Estrogen and progesterone affect all body systems, not just the musculoskeletal system. Premenstrual syndrome (PMS) is a common condition affecting people who menstruate and tends present with increased anxiety, irritability, mood swings and emotional liability. We know that thoughts, beliefs, and emotions can hugely impact a person’s flexibility training. Interestingly, people tend to have increased tolerance to pain at this time, meaning some people will be at their most flexible, while others will find flexibility training more difficult. It may be that changes in energy levels or the practicalities of managing menstrual bleeding have more impact on a person’s flexibility training than other factors associated with the menstrual cycle.
-If you don’t track your menstrual cycle, start.
-Try to identify when in your cycle your training is most and least effective and why. For example: is your training better because you have energy, feel well-rested, find it easier to get deeper, feel motivated to train, have better coordination/body awareness or pain isn’t bothering you as much?; Or is your training impacted because you feel stiffer/ more lax, fatigued, unmotivated, emotional, distracted or more sensitive to pain? If you have an idea why your training is more or less effective at a specific time in your cycle you can use this information to optimise your training-If you don’t notice any pattern, thats ok. It probably means other factors impact your flexibility training more than your menstrual cycle.

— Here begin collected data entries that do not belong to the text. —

PR #562, opened 2025-04-18
fix: respect namespaceOverride for PrometheusRule generation

tamcore:
Currently, when the `cluster` chart is rendered with `namespaceOverride`, the generated `PrometheusRule` objects use `.Release.Namespace` for namespace filtering, which, chances are, does not correlate with the value of `namespaceOverride`.

As a result, the generated prometheus rules can't work, since they filter for the wrong namespace.


itay-grudev (approved):

itay-grudev:
This PR looks good, but I don't have edit access to rebase it and merge it. Could you please check the edit access checkbox? I also want to amend the test a bit to make sure it covers the change.

https://docs.github.com/en/pull-requests/collaborating-with-pull-requests/working-with-forks/allowing-changes-to-a-pull-request-branch-created-from-a-fork

tamcore:
Sorry, didn't see your reply :( "Allow edits by maintainers" is enabled now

-If you think your menstrual cycle significantly impacts your flexibility training, trial matching your program to your cycle. For example: plan eccentric loading and maximal isometrics when you will feel energised, motivated and strong; work on skills when you know your balance, proprioception, and coordination will be highest; plan to challenge your range when you know you will be most flexible; and focus on submax, supported and strength through range when you tend to feel sensitive, distracted or irritable. As there are so many variables involved, these times will be personal to you. As always, I encourage flexible programing. Listen to and honour your body over any programming, even when it is based on your cycle.
-If you are hypermobile, have a connective tissue disorder or are at increased risk of musculoskeletal injury, and you notice that you tend to injure yourself more frequently at a specific time in your cycle, you should discuss this with your health care team. It may be beneficial for you to modify your training around this time to reduce the risk of injury or hormonal interventions may be appropriate.
Your menstrual cycle will impact your flexibility training in ways unique to you. If the impact seems significant, it may be worth programing your flexibility training around your cycle to optimise your results. It’s worth seeking professional support if you believe that hormonal changes in your cycle increase your joint instability or contribute to injuries. For most people, prioritising consistent, goal-specific, responsive training that focuses on weaknesses will have a bigger impact on flexibility than factors associated with the menstrual cycle.